Browning Slayer said:


> We are in the middle of football season!



We can't let ourselves get caught up in the negative. Even though we feel like we need to defend our teams we need to make sure we focus on the positive. We can all find something psotive in teams that we dont like and focus on those things so we dont get in keyboard matches with other members.


----------



## Rebel Yell (Oct 28, 2014)

brownceluse said:


> We can't let ourselves get caught up in the negative. Even though we feel like we need to defend our teams we need to make sure we focus on the positive. We can all find something psotive in teams that we dont like and focus on those things so we dont get in keyboard matches with other members.

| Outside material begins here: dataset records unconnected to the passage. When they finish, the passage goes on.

PR #84, opened 2017-10-26
add custom conf.d files

ismferd:
# Motivation:
I have different projects with different conf.d, and I want to use the same datadog.yaml playbook

I have put new var as custom conf.d directory, the bar must finish with a slash '/'
example:
`my_custom_confd/`

### DIFF
--- a/README.md
+++ b/README.md
@@ -29,6 +29,7 @@ Role Variables
 - `datadog_apt_key_url` - Override default url to Datadog `apt` key
 - `datadog_apt_key_url_new` - Override default url to the new Datadog `apt` key (in the near future the `apt` repo will have to be checked against this new key instead of the current key)
 - `datadog_allow_agent_downgrade` - Set to `yes` to allow agent downgrades on apt-based platforms (use with caution, see `defaults/main.yml` for details)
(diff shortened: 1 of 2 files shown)


ismFerDev:
Finally, it doesn't sense for me

olivielpeau:
Hi @ismFerDev and thanks for your PR!

Could you elaborate a bit on why using the `datadog_checks` var is not a good solution to your use case?

ismferd:
yes (I will try it),

I have a single repository to handle more than one project monitored by DD so I’d like to use different conf.d files for each project, I don't want to have an unreadable with my init config.

Moreover, I have Jenkins to deploy my services, these services have different conf.d files, 
I want to  pass a var to get one or other conf.d files

ismferd:
@olivielpeau, What do you think about it?

dabcoder:
@ismferd Sorry for the long delay in updating this thread. 

> I have a single repository to handle more than one project monitored by DD so I’d like to use different conf.d files for each project...

Could you expand on what you mean by "project"? 
At this point I do not think that this is a feature we want to add to this role, so I am going to close this PR for now, thanks for your work / feedback though (and feel free to get back to us with additional context should this be an important feature you would like us to revisit).

PR #87, opened 2017-11-10
Update apt caches so you actually get the latest version of the package

lattwood:


jeffwidman:
See the problems with this approach here: https://github.com/DataDog/ansible-datadog/pull/70#issuecomment-339056391

Perhaps the PR could add both the `update_cache` and `cache_valid_time` args defaulting to 1 day...

hush-hush:
Hi @lattwood ,

Thanks for the PR, the issue was fixed in #98 and is available in the version `1.6.0`

PR #89, opened 2017-12-07
Add log example for Ansible configuration

NilsBunge:
The agent 6 now support log collection so we need to update ansible configuration example with a log section.

### DIFF
--- a/README.md
+++ b/README.md
@@ -71,6 +71,7 @@ Example Playbooks
       tags: "mytag0, mytag1"
       log_level: INFO
       apm_enabled: "true" # has to be set as a string
+      log_enabled: true 
     datadog_config_ex:
       trace.config:
         env: dev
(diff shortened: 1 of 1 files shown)


tmichelet (approved):

README.md
```diff
@@ -106,6 +107,19 @@ Example Playbooks
           - nginx_status_url: http://example2.com:1234/nginx_status/
             tags:
               - instance:bar
+        logs:
```
olivielpeau: can you mention here (and on the `log_enabled` line above) that this is an Agent 6 feature only ? (I'm thinking this might be a bit confusing for agent 5 users otherwise)

olivielpeau (changes requested):

README.md
NilsBunge: @olivielpeau done

olivielpeau (approved):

Last year I went to the Sports Forum. Before the lawyers showed up, it was a happy place. They had flowery meadows and rainbow skies, and rivers made of chocolate, where the children danced and laughed and played with gumdrop smiles.


----------



## Browning Slayer (Oct 28, 2014)

brownceluse said:


> We can't let ourselves get caught up in the negative. Even though we feel like we need to defend our teams we need to make sure we focus on the positive. We can all find something psotive in teams that we dont like and focus on those things so we dont get in keyboard matches with other members.



Speak for yourself... There is NOTHING positive about the Gators or Vols except they are struggling!! I hate every aspect of their existence!


----------



## Browning Slayer (Oct 28, 2014)

Rebel Yell said:


> Last year I went to the Sports Forum. Before ODR showed up, it was a happy place. They had flowery meadows and rainbow skies, and rivers made of chocolate, where the children danced and laughed and played with gumdrop smiles.



And Jameis entered our lives and the Forum has something to talk about..


----------



## Rebel Yell (Oct 28, 2014)

Browning Slayer said:


> And Jameis entered our lives and the Forum has something to talk about..



Then Miss States only fan showed up...........and we forgot all about Jameis.


----------



## elfiii (Oct 28, 2014)

Rebel Yell said:


> Most folks can separate cfb arguments from the rest of life.  A few can't.



CFB is life. Except when you are deer hunting.


----------



## fish hawk (Oct 28, 2014)

Lets all go over to the duck hunting forum.


----------



## Rebel Yell (Oct 28, 2014)

elfiii said:


> CFB is life. Except when you are deer hunting.



Got two in the cooler.  Now I don't have to miss a game.


----------



## Browning Slayer (Oct 28, 2014)

Rebel Yell said:


> Got two in the cooler.  Now I don't have to miss a game.



Heck, you boys need to come out here and shoot a cow elk and you wouldn't miss anything!


----------



## Rebel Yell (Oct 28, 2014)

Browning Slayer said:


> Heck, you boys need to come out here and shoot a cow elk and you wouldn't miss anything!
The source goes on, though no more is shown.